As an added bonus, I never need saline. Gas permeables, while they do have their own cleaning/soaking/rinsing solution, can be rinsed in tap water before insertion - so I don’t have to carry saline around with me.

Cons? They’re more expensive. But they also are not replaced every two weeks or a month. I get new ones every two years. They’re also a bitch to sleep in. You’re not supposed to sleep in them at all, but I will take naps with them in and they’re fine. On the occasions (usually involving alcohol and laziness) I sleep all night with them in, my eyes yell at me in the morning.

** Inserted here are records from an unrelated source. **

PR #782, opened 2018-05-21
lib: fix issue where spaces were allowed as decimal points

### LINKED ISSUE #749: space as digit group separator should not be parsed as decimal point

awjchen:
This PR fixes #749 by implementing the changes discussed therein. That is, we ensure that a whitespace character is never used as a decimal point.

This PR also enables the tests that were prepared for issue #749.

### DIFF
--- a/hledger-lib/Hledger/Read/Common.hs
+++ b/hledger-lib/Hledger/Read/Common.hs
@@ -714,10 +714,12 @@ fromRawNumber suggestedStyle negated raw = (quantity, precision, mdecimalpoint, 
     -- unpack with a hint if useful
     (mseparator, intparts, mdecimalpoint, frac) =
             case raw of
-                -- just a single punctuation between two digits groups, assume it's a decimal point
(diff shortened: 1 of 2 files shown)


simonmichael:
Thanks!

PR #790, opened 2018-05-28
feat(hledger-ui): added neovim as a supported editor

Aerex:
When neovim is set as EDITOR hleger will jump to the correct line number of the transaction; before hledger will open journal at top of the file


simonmichael:
Thanks! Sorry I lost track of this.

PR #792, opened 2018-05-31
tools/pandoc-site: switch to manually gathering top-level headers

ehildenb:
An attempt to fix the issues of #781 . @simonmichael can you try it and see if it works on your machines? It generates the same website as before for me.


simonmichael:
Responded on #781, did not work.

The idea of a rigid piece of plastic may be even more daunting, but after watching my mother and husband struggle with soft lenses all these years, I remain very happy with my gas permeables.

**Sunspace **- do you remember walking out of the office for the first time and seeing INDIVIDUAL LEAVES ON THE TREES?! Ohmigod, I had always thought they were big smears of green for everyone! :smiley:

I had no trouble getting used to them when I started wearing them in high school. But I had to give them up when I was around 29. The lenses would spontaneously slide up under my eyelids.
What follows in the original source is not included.